# Urgent help needed. Sand inside 5d3 body



## Ryan_ (Jun 21, 2016)

Long story short. Changing lenses on my bag at the beach. Camera fell over face down into sand. (Pic attached) Any help is greatly appreciated. Thank you


----------



## East Wind Photography (Jun 21, 2016)

Short response. NEVER change lenses at the beach. Wait until you are in your car or back in the room.

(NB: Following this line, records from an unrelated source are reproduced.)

Issue #1340, opened 2019-03-29
Replace `status.observedAt` with redis pub/sub channels for resource tree updates


jessesuen:
Currently, to support the Application watch API, which powers the UI view which displays live  changes in a resource tree, the controller updates the k8s application object with a new `observedAt` timestamp whenever any of the application's resources changes. The Argo CD API server have  a K8s watch, and are notified about the update, which forwards the updated application object to the argocd client watchers.

The problem with this approach is:
1. It causes application objects to get updated very frequently (as frequent as an app's resources are updated). This causes a lot of chatter to k8s and unnecessarily bumps the resourceVersion of app objects

2. we unnecessarily involve the k8s api server for notifications about a change in an applications resource tree.

3. for a very active application, sometimes 1-second level granularity of observedAt is not sufficient, and we miss the last event(s) that happened (e.g. a pod going from terminating to missing). A manual refresh fixes this.

The solution is that instead of updating `status.observedAt` to notify the Argo CD API server about changes in the resource tree view, the API server could subscribe to a redis channel about changes in the resource tree (in addition to the application watch). By doing this, we:
1. no longer need to update the application object which is simply updating a timestamp.
2. we should no longer miss the last event(s) that happens with an application resources

PR #18660, opened 2024-06-14
feat: Timestamp for Health Status (#16972)

### LINKED ISSUE #16972: Add Timestamps to Health Status
# Summary

Currently there is no way to notify on a certain health status being active longer than a set period of time. I propose to add a `lastUpdateTime` timestamp to `app.status.health` indicating how long the current status is active for.

# Motivation

Since an Application with an erroneous configuration might be `Progressing` forever, I want to be able to leverage ArgoCD notifications to solve this issue. Currently the only workaround I'm aware ([Slack discussion](https://cloud-native.slack.com/archives/C01UKS2NKK3/p1694014774574129?thread_ts=1694005076.644469&cid=C01UKS2NKK3)) of is to cross reference `app.status.operationState.startedAt` and `app.status.health.status` like this:
```yaml
trigger.on-progressing-stuck: |
  - description: Application stuck progressing
    send:
    - app-stuck-progressing
    when: app.status.health.status == 'Progressing'
      and time.Now().Sub(time.Parse(app.status.operationState.startedAt)).Minutes() > 60 and time.Now().Sub(time.Parse(app.status.operationState.startedAt)).Minutes() < 62
```
which is prone to over-alerting as it triggers any instance of `Progressing` within this time span. So it's impossible to distinguish bad timing of a pod eviction from an app actually stuck on `Progressing`

# Proposal

The `lastUpdateTime` field should be added to the respective struct and be set to the current time when the status changes.

I'm happy to take on the implementation.

mkieweg:
This PR contains an implementation of the enhancement proposal #16972.
Closes #16972

Checklist:


jannfis (commented):
Thanks! I have a couple of initial things, PTAL :)

controller/health.go
```diff
@@ -8,19 +8,38 @@ import (
...
+	return lastTransitionTime
+}
+
 // setApplicationHealth updates the health statuses of all resources performed in the comparison
 func setApplicationHealth(resources []managedResource, statuses []appv1.ResourceStatus, resourceOverrides map[string]appv1.ResourceOverride, app *appv1.Application, persistResourceHealth bool) (*appv1.HealthStatus, error) {
 	var savedErr error
 	var errCount uint
+
+	// All statuses have the same timestamp, so we can safely get the first one
+	lastTransitionTime := getLastTransitionTime(statuses, 0)
```
svghadi, line 39: Can we directly use `app.Status.Health.LastTransitionTime` to get the value? I see the `app` object is passed down from calling `func CompareAppState` where the current PR change is using the same app obj to add the new status field value into all the resources which is then fetched using `func getLastTransitionTime`. If value of `app` is same in both funcs, I think this could simplify the logic a bit.

svghadi (commented):
Thanks @mkieweg for the PR. I have left a suggestion. I think below section also needs an update.
https://github.com/argoproj/argo-cd/blob/029b5acd5462e153b72fe0f7b1c5fa38e311d05c/controller/appcontroller.go#L1777-L1791

<s>Looks like `CreateTwoWayMergePatch` will always detect a drift here due to the new timestamp field and try to patch the status when there is no actual change in app health status. We might need to explicitly set it to old/orig value if there is not change in app health status.</s> Update: not required.

controller/health.go
```diff
@@ -8,19 +8,38 @@ import (
...
+
+	return lastTransitionTime
+}
+
 // setApplicationHealth updates the health statuses of all resources performed in the comparison
 func setApplicationHealth(resources []managedResource, statuses []appv1.ResourceStatus, resourceOverrides map[string]appv1.ResourceOverride, app *appv1.Application, persistResourceHealth bool) (*appv1.HealthStatus, error) {
 	var savedErr error
 	var errCount uint
+
+	// All statuses have the same timestamp, so we can safely get the first one
```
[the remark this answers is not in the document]
mkieweg: Yes, because all status items get their health status from the App as per https://github.com/mkieweg/argo-cd/blob/status-transition-time/controller/state.go#L701-L712

controller/health.go
mkieweg: You're probably right. I'll give it a go

mkieweg: Yes, that works

controller/health.go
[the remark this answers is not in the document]
mkieweg: Became obsolete by the changes suggested by @svghadi

controller/health.go
```diff
@@ -8,19 +8,38 @@ import (
...
+	metav1 "k8s.io/apimachinery/pkg/apis/meta/v1"
 	"k8s.io/apimachinery/pkg/runtime/schema"
 
 	"github.com/argoproj/argo-cd/v2/pkg/apis/application"
 	appv1 "github.com/argoproj/argo-cd/v2/pkg/apis/application/v1alpha1"
 	"github.com/argoproj/argo-cd/v2/util/lua"
 )
 
+func getLastTransitionTime(statuses []appv1.ResourceStatus, i int) metav1.Time {
+	if len(statuses) == 0 {
```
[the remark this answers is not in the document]
mkieweg: Became obsolete by the changes suggested by @svghadi

mkieweg:
> Thanks @mkieweg for the PR. I have left a suggestion. I think below section also needs an update.
> 
> https://github.com/argoproj/argo-cd/blob/029b5acd5462e153b72fe0f7b1c5fa38e311d05c/controller/appcontroller.go#L1777-L1791
> 
> Looks like `CreateTwoWayMergePatch` will always detect a drift here due to the new timestamp field and try to patch the status when there is no actual change in app health status. We might need to explicitly set it to old/orig value if there is not change in app health status.

Thanks for pointing that out, I'll give it a look

svghadi:
Hi @mkieweg, I think you can ignore my previous suggestion regarding changes due to `CreateTwoWayMergePatch` in  `persistAppStatus` func. When I looked at the code again, I see the values passed to `persistAppStatus` func are actually deep copy of each other 
https://github.com/argoproj/argo-cd/blob/029b5acd5462e153b72fe0f7b1c5fa38e311d05c/controller/appcontroller.go#L1504

and will differ only when explicitly updated, which happens at 2 places. We need to ensure timestamp is updated at these places (looks like 2. is already handled in your change). 

1. https://github.com/argoproj/argo-cd/blob/029b5acd5462e153b72fe0f7b1c5fa38e311d05c/controller/appcontroller.go#L1545

2. https://github.com/argoproj/argo-cd/blob/029b5acd5462e153b72fe0f7b1c5fa38e311d05c/controller/appcontroller.go#L1634

mkieweg:
> Hi @mkieweg, I think you can ignore my previous suggestion regarding changes due to `CreateTwoWayMergePatch` in `persistAppStatus` func. When I looked at the code again, I see the values passed to `persistAppStatus` func are actually deep copy of each other
> 
> https://github.com/argoproj/argo-cd/blob/029b5acd5462e153b72fe0f7b1c5fa38e311d05c/controller/appcontroller.go#L1504
> 
> and will differ only when explicitly updated, which happens at 2 places. We need to ensure timestamp is updated at these places (looks like 2. is already handled in your change).
> 
>     1. https://github.com/argoproj/argo-cd/blob/029b5acd5462e153b72fe0f7b1c5fa38e311d05c/controller/appcontroller.go#L1545
> 
>     2. https://github.com/argoproj/argo-cd/blob/029b5acd5462e153b72fe0f7b1c5fa38e311d05c/controller/appcontroller.go#L1634

Hi @svghadi, I've added setting the timestamp in case we set the health status to unknown. The second one is indeed already handled by `CompareAppState`

jessesuen:
I found the old issue. It is here: https://github.com/argoproj/argo-cd/issues/1340

Basically, we used to update `status.observedAt`, but this update would cause immense pressure on K8s API.

jessesuen:
> this could actually cause a performance problem.

I took a closer look at this implementation, and noticed that we don't needlessly update timestamps (as we did with the problematic `status.observedAt` field)

```golang
			// If the status didn't change, we don't want to update the timestamp
			if healthStatus.Status == statuses[i].Health.Status {
				now = lastTransitionTime
			}
```

So my performance concerns may be alleviated.

blakepettersson:
In the E2E test [`TestNamespacedConfigMap`](https://github.com/argoproj/argo-cd/blob/3dcddee199945a035a7ec15e24dee48944b09799/test/e2e/app_management_ns_test.go#L876) the output for some reason has changed from `my-map  Synced                configmap/my-map created` to `my-map  Synced  Healthy        configmap/my-map created`.

svghadi (commented):
I ran some tests and found some corner cases that need to be handled: 
1. Timestamp for individual resources is updated to Application's LastTransitionTime even when there is no change in the resource status.
2. The timestamp for Application's health is not updated when the status changes from Non Healthy to Healthy state.

controller/health.go
```diff
@@ -54,7 +63,12 @@ func setApplicationHealth(resources []managedResource, statuses []appv1.Resource
 		}
 
 		if persistResourceHealth {
-			resHealth := appv1.HealthStatus{Status: healthStatus.Status, Message: healthStatus.Message}
+			// If the status didn't change, we don't want to update the timestamp
+			if healthStatus.Status == statuses[i].Health.Status {
+				now = lastTransitionTime
+			}
+
+			resHealth := appv1.HealthStatus{Status: healthStatus.Status, Message: healthStatus.Message, LastTransitionTime: now}
```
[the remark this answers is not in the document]
mkieweg: Let me have a look and get back to you on this. I vaguely remember, that the current implementation only persists the timestamp on an application level. So while setting it on the resource level here might make sense, but I'm not sure if it has any benefit if the rest of the implementation remains unchanged. Which I would advocate for at the moment.

controller/health.go
```diff
@@ -72,6 +86,13 @@ func setApplicationHealth(resources []managedResource, statuses []appv1.Resource
 
 		if health.IsWorse(appHealth.Status, healthStatus.Status) {
 			appHealth.Status = healthStatus.Status
+			if persistResourceHealth {
+				appHealth.LastTransitionTime = statuses[i].Health.LastTransitionTime
+			} else {
+				appHealth.LastTransitionTime = now
+			}
+		} else if healthStatus.Status == health.HealthStatusHealthy {
+			appHealth.LastTransitionTime = lastTransitionTime
```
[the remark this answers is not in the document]
mkieweg: I've managed to repro the issue. Unfortunately it persists with your suggestion. I'll look into it deeper tomorrow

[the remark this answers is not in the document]
mkieweg: I've added another test to `appcontroller_test.go` where the issue you're describing doesn't happen. I think the code works as expected, but maybe you can have another look :)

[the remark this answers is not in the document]
svghadi: I ran a manual test by creating a pod with delayed start. The time is updated for `Missing->Progressing` state change but it doesn't get updated when state moves from `Progressing->Healthy`.

https://github.com/argoproj/argo-cd/assets/61187612/bb2ea680-1a19-4aec-a343-3facad6abd01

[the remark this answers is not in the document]
mkieweg: That's interesting. Let me have a closer look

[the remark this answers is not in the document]
mkieweg: I've added some more extensive testing. Currently they break because I couldn't find a way to make them work with the way we're using mocks. Any suggestions on how to make `TestUpdateHealthStatusProgression` work are welcome

controller/appcontroller_test.go
```diff
@@ -1501,6 +1520,205 @@ func TestUpdateReconciledAt(t *testing.T) {
...
+		},
+		{
+			name:           "Healthy  to Degraded",
+			expectedStatus: health.HealthStatusDegraded,
+		},
+	}
+
+	for _, tc := range testCases {
+		t.Run(tc.name, func(t *testing.T) {
+			ctrl.processAppRefreshQueueItem()
```
blakepettersson, line 1708:
```suggestion
                        deployment.SetLabels(map[string]string{"status": tc.initialStatus})
			ctrl.processAppRefreshQueueItem()
```

controller/appcontroller_test.go
```diff
@@ -1501,6 +1520,205 @@ func TestUpdateReconciledAt(t *testing.T) {
...
+		},
+		{
+			name:           "Progressing to Healthy",
+			expectedStatus: health.HealthStatusHealthy,
+		},
+		{
+			name:           "Healthy  to Degraded",
+			expectedStatus: health.HealthStatusDegraded,
+		},
+	}
```
blakepettersson, line 1704:
```suggestion
	testCases := []struct {
		name           string
		initialStatus  string
		expectedStatus health.HealthStatusCode
	}{
		{
			name:           "Degraded to Missing",
			initialStatus:  "Degraded",
			expectedStatus: health.HealthStatusMissing,
		},
		{
			name:           "Missing to Progressing",
			initialStatus:  "Missing",
			expectedStatus: health.HealthStatusProgressing,
		},
		{
			name:           "Progressing to Healthy",
			initialStatus:  "Progressing",
			expectedStatus: health.HealthStatusHealthy,
		},
		{
			name:           "Healthy to Degraded",
			initialStatus:  "Healthy",
			expectedStatus: health.HealthStatusDegraded,
		},
	}
```

controller/appcontroller_test.go
```diff
@@ -1501,6 +1520,205 @@ func TestUpdateReconciledAt(t *testing.T) {
...
+	app := newFakeAppWithHealthAndTime(health.HealthStatusDegraded, testTimestamp)
+	deployment := kube.MustToUnstructured(&v1.Deployment{
+		TypeMeta: metav1.TypeMeta{
+			APIVersion: "apps/v1",
+			Kind:       "Deployment",
+		},
+		ObjectMeta: metav1.ObjectMeta{
+			Name:      "demo",
+			Namespace: "default",
+			Labels:    map[string]string{"status": "Degraded"},
```
blakepettersson, line 1633:
```suggestion

```

controller/health.go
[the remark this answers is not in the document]
blakepettersson: @mkieweg I added some changes which should fix your tests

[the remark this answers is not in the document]
blakepettersson: @hiddeco [wrote](https://github.com/argoproj/argo-cd/issues/16972#issuecomment-2190044843) in #16972 that this doesn't quite account for all edge cases.

By modifying @svghadi's suggestion slightly I think that would be achievable by doing this:

```diff
diff --git a/controller/health.go b/controller/health.go
index b1c457776..e1a2c5d19 100644
--- a/controller/health.go
+++ b/controller/health.go
@@ -86,15 +86,11 @@ func setApplicationHealth(resources []managedResource, statuses []appv1.Resource
 
 		if health.IsWorse(appHealth.Status, healthStatus.Status) {
 			appHealth.Status = healthStatus.Status
-			if persistResourceHealth {
-				appHealth.LastTransitionTime = statuses[i].Health.LastTransitionTime
-			} else {
-				appHealth.LastTransitionTime = now
-			}
-		} else if healthStatus.Status == health.HealthStatusHealthy {
-			appHealth.LastTransitionTime = lastTransitionTime
 		}
 	}

 	if persistResourceHealth {
+          if app.Status.Health.Status == appHealth.Status && time.Since(lastTransitionTime.Time) < 30*time.Second {
+		  appHealth.LastTransitionTime = lastTransitionTime
+          } else {
+                 appHealth.LastTransitionTime = metav1.Now()
+          }
 		app.Status.ResourceHealthSource = appv1.ResourceHealthLocationInline
 	} else {
```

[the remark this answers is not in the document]
hiddeco: My suggestion however would be to have the heartbeat timestamp as a separate field (as e.g. "last observed" or "heartbeat"), as otherwise it could create a false impression that a transition did take place.

controller/health.go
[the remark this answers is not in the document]
svghadi: I looked at the code. The resource-level timestamp is indeed difficult to achieve due to the current implementation. 
Since the resource timestamp will contain the app health timestamp, I feel it may not be that useful. How about we skip it at the resource level? Just have it at the application health level, i.e. `.status.health`. If you change the timestamp to a pointer type, I think we can keep it empty and it won't show up in `.status.resources`.

svghadi:
Hi @mkieweg, did you get a chance to work on this again? If you're busy with other tasks, I'm happy to jump in and continue with it.

mkieweg:
Hi @svghadi, sorry I had to pause working on this due to shifting priorities. I was planning on picking this back up this week. I'm not sure how much time I can actually commit, so if you're happy to take over that would be okay with me

blakepettersson:
@svghadi I can also help out if needed

svghadi:
@mkieweg - Sure. Could I get collaborator access to your argo-cd fork, or should I cherry-pick the changes and continue in a new PR?

@blakepettersson - Thank you. Should we address @hiddeco’s use case in this implementation, or would it be better to keep the scope limited and handle it in a separate PR?

mkieweg:
@svghadi I've added you as a contributor to my fork. Can do the same for @blakepettersson if needed

blakepettersson:
> @blakepettersson - Thank you. Should we address @hiddeco’s use case in this implementation, or would it be better to keep the scope limited and handle it in a separate PR?

Ideally I'd like to see his use case addressed in this PR as well, since we have a particular use case in mind for it (it's related to [Kargo](https://kargo.akuity.io/)).

blakepettersson:
> Can do the same for @blakepettersson if needed

Sounds good to me, thanks!

svghadi:
Hi @blakepettersson , I was thinking about how to incorporate @hiddeco 's use case into this PR. It seems a bit challenging without introducing a new field, as @mkieweg's use case requires a timestamp that doesn't update periodically.
> I propose to add a lastUpdateTime timestamp to app.status.health indicating how long the current status is active for. 

In contrast, @hiddeco 's use case needs a periodically updating status timestamp.
> introduce a "heartbeat" kind of timestamp that updates at most every 30 seconds (to not cause any API pressure) to indicate the "freshness" of the observation even without it transitioning.

Here are my thoughts:
- Introduce a new `observedAt` field under application health, which updates periodically to indicate freshness.
- Make this configurable to address @jessesuen 's concern about performance impact.

The health status would look something like this:
```yaml
status:
  health:
    lastTransitionTime: "2024-09-03T08:51:32Z"
    observedAt: "2024-09-03T08:51:32Z"
    status: Progressing
```

Thoughts/suggestions?

blakepettersson:
Hi @svghadi,

I agree that we'll need two separate fields, one for the health status and one to indicate "freshness".

> Introduce a new observedAt field under application health, which updates periodically to indicate freshness.

👍 

> Make this configurable to address @jessesuen 's concern about performance impact.
 
I think it's fine for now to keep it at max 30 secs - if there is a need to configure this we can address that in another PR.

svghadi:
Hi @blakepettersson, the PR is ready for review.

Changes:
- Adds a new `.status.health.lastTransitionTime` field that reflects when the last health status change occurred.
- Adds a new `.status.health.observedAt` field that is periodically updated (every 30s) to reflect the freshness of the observed state.
- A new event handler is set up to update the `observedAt` field every 30s. It enqueues events into the `appRefreshQueue` with a comparison option that ensures only the status is refreshed without performing a resource-level comparison.

The screen grab below shows that `observedAt` is updated every 30s without affecting the `lastTransitionTime` field.

https://github.com/user-attachments/assets/6b8d7f4b-8c9e-43d6-a933-bc1c3ec692a5

blakepettersson (approved):
LGTM (pending the minor lint fixes), thanks @svghadi!

controller/appcontroller.go
```diff
@@ -2315,6 +2320,33 @@ func (ctrl *ApplicationController) newApplicationInformerAndLister() (cache.Shar
...
+
+					// We are interested only in refreshing the status, not performing a resource-level comparison.
+					ctrl.requestAppRefresh(newApp.QualifiedName(), ComparisonWithNothing.Pointer(), nil)
+				}
+			},
+		},
+		appHealthStatusResyncDuration, // 30s
+	)
+	if err != nil {
+		return nil, nil
```
crenshaw-dev, line 2348: Is the error actually safe to ignore? Maybe at least log it?

svghadi: I'm not entirely sure, but I followed the existing code to set up the handler from the controller where the error is currently being ignored. I looked into the [informer.AddEventHandlerWithResyncPeriod](https://github.com/kubernetes/client-go/blob/c5196ebcc18e1bf29561b7a689fdb121913d221b/tools/cache/shared_informer.go#L581) func, it seems the only error it returns is when the shared informer is stopped. Based on my understanding, it seems safe to ignore the error. I have also added a log statement as suggested.

controller/appcontroller.go
```diff
@@ -2316,6 +2321,34 @@ func (ctrl *ApplicationController) newApplicationInformerAndLister() (cache.Shar
...
+				newApp, newOK := new.(*appv1.Application)
+				if oldOK && newOK {
+					// To prevent a status update hot loop, enqueue only events generated by resyncs
+					// and ignore those triggered by application updates, which are handled by another event handler.
+					if oldApp.ResourceVersion != newApp.ResourceVersion {
+						return
+					}
+
+					// We are interested only in refreshing the status, not performing a resource-level comparison.
+					ctrl.requestAppRefresh(newApp.QualifiedName(), ComparisonWithNothing.Pointer(), nil)
```
blakepettersson, line 2342: Is there a way to perhaps only do the refresh while a sync is taking place for the app? As it stands now, this will refresh every 30 seconds throughout the app's lifecycle.

blakepettersson: > Are you suggesting updating the `.status.health.observedAt` field only when the app is syncing? 

Yes exactly 😄 

> However, I’m not sure how expensive that operation is.

For a single app it's likely negligible, but @crenshaw-dev raised the concern that if there were say 10k apps, every 30 secs there would be 10k requests hammering the K8s API server (updating the `.status.health.observedAt` field).

svghadi: Yeah, that's a fair concern.

> The hope is to sidestep that concern by only performing this refresh during app sync.

I believe we can achieve this without significant changes to the current implementation by removing the new `AddEventHandlerWithResyncPeriod` event handler. However, without a periodic refresh, I am not sure how much value this new field provides. Existing fields already provide the same information that `.status.health.observedAt` would, if updated only during syncs.

Another approach could be to enable updates to this field during app sync by default and put the periodic update behind a flag.

crenshaw-dev: > without a periodic refresh, I am not sure how much value this new field provides

My understanding of the 30s refresh is that it's just a "safety net." My assumption would be that the health is constantly being refreshed based changes in the cluster cache and that the 30s refresh would only catch updates that were missed, which I think we would expect to be a rare event.

crenshaw-dev: Nevermind, I read [above](https://github.com/argoproj/argo-cd/pull/18660#discussion_r1657781119) that the intent is to bump the `observedAt` timestamp to prove that the health has been evaluated more recently than the last sync operation.

I worry about accruing tech debt (with a feature behind a flag) or incurring a performance penalty (with a feature without a flag) to provide a service answering the question "has this app been evaluated to be healthy since the app was synced?" There are already a few ways already to do this:

1) Wait a reasonable amount of time after the app has synced to observe the health (makes it very likely the health was evaluated)
2) Request an app refresh and then observe the health (guarantees the health was evaluated)
3) Add a post-sync resource hook to the app (ties the sync success/failure to resource health)

crenshaw-dev: Sure... I think it's _nice_ for Argo CD to produce a fairly-recent timestamp for the most recent observed health. I just wanna make sure it's worth the performance and maintenance costs as compared to other options. Do we have some sense for a typical `comparison_with_nothing_ms` distribution on a fairly-busy Argo instance? Is there reason to believe we might need the heartbeat time to be configurable or to include jitter? I'm in favor of spending CPU cycles on useful stuff, I just think we should first have a clear sense for how many CPU cycles we're spending.

crenshaw-dev: Eh, looks like that checkpoint was only added in 2.13, so I don't have any stats from Intuit.

I'm not super worried about it tbh. I'd just recommend trying it out on some relatively busy Argo instance and watching the effect on both the k8s API and Argo controller performance.

svghadi:
Hi @blakepettersson , did you get a chance to look into @crenshaw-dev suggestion on performance test? Should we consider splitting the PR to unblock the other feature which doesn't need performance testing.

blakepettersson:
Hi @svghadi sadly no-one in our team has had the time to do so - I would support splitting this PR into two parts so we could at least move forward with the least contentious part, and then we will need to find some time to do performance testing of the `ObservedAt` field.

svghadi:
Hi @blakepettersson, @crenshaw-dev, I have removed the concerning `ObservedAt` field changes from this PR. Can you do a fresh review? I will create a separate PR with `ObservedAt` field changes to address @hiddeco use-case post merge of this PR.

controller/appcontroller_test.go
```diff
@@ -1669,6 +1689,211 @@ func TestUpdateReconciledAt(t *testing.T) {
...
+          hs.status = "Missing"
+        elseif current_status == "Missing" then
+          hs.status = "Progressing"
+        elseif current_status == "Progressing" then
+          hs.status = "Healthy"
+        elseif current_status == "Healthy" then
+          hs.status = "Degraded"
+        end
+      end
+    end
```
andrii-korotkov-verkada, line 1829: Why do we need to override statuses?

andrii-korotkov-verkada: Also, you can use a modernized way of specifying healthchecks (not that it matters here), e.g. https://argo-cd.readthedocs.io/en/latest/operator-manual/health/#argocd-app

controller/appcontroller_test.go
```diff
@@ -1669,6 +1689,211 @@ func TestUpdateReconciledAt(t *testing.T) {
...
+			name:           "Healthy to Degraded",
+			initialStatus:  "Healthy",
+			expectedStatus: health.HealthStatusDegraded,
+		},
+	}
+
+	for _, tc := range testCases {
+		t.Run(tc.name, func(t *testing.T) {
+			deployment.SetLabels(map[string]string{"status": tc.initialStatus})
+			ctrl.processAppRefreshQueueItem()
```
andrii-korotkov-verkada, line 1883: Why do we have to trigger it manually instead of requesting app refresh?

blakepettersson (approved):

pkg/apis/application/v1alpha1/types.go
```diff
@@ -1617,6 +1617,8 @@ type HealthStatus struct {
 	Status health.HealthStatusCode `json:"status,omitempty" protobuf:"bytes,1,opt,name=status"`
 	// Message is a human-readable informational message describing the health status
 	Message string `json:"message,omitempty" protobuf:"bytes,2,opt,name=message"`
+	// LastTransitionTime is the time the HealthStatus was set
```
ishitasequeira, line 1620:
```suggestion
	// LastTransitionTime is the time the HealthStatus was set or updated
```

ishitasequeira (commented):
The PR looks great overall! I ran some tests on my end, and everything seems to be working smoothly.

ishitasequeira (approved):

ishitasequeira:
The PR needs rebase and `make codegen` again.

pkg/apis/application/v1alpha1/types.go
svghadi: Done

controller/appcontroller.go
```diff
@@ -1631,8 +1631,10 @@ func (ctrl *ApplicationController) processAppRefreshQueueItem() (processNext boo
 	project, hasErrors := ctrl.refreshAppConditions(app)
 	ts.AddCheckpoint("refresh_app_conditions_ms")
 	if hasErrors {
+		now := metav1.Now()
```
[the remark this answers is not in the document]
svghadi: Moved it out of if

svghadi:
Thanks. 
Sure. It has some rebase conflicts. Will get that out in few days.

svghadi:
Hi @blakepettersson , the new PR (https://github.com/argoproj/argo-cd/pull/21120) is up for `observedAt` field.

Send it back to Canon for cleaning. They will do the best they can, possibly taking the body down. Don't try to clean the mirror or sensor yourself.


----------



## cpsico (Jun 21, 2016)

It's really a serious problem, do not attempt anything. Canon service is your best last hope


----------



## Ryan_ (Jun 21, 2016)

East Wind Photography said:


> Short response. NEVER change lenses at the beach. Wait until you are in your car or back in the room.
> 
> Send it back to Canon for cleaning. They will do the best they can, possibly taking the body down. Don't try to clean the mirror or sensor yourself.


Thanks. Unfortunately thats not always an option, specifically in rapidly changing conditions, such as the moonrise tonight.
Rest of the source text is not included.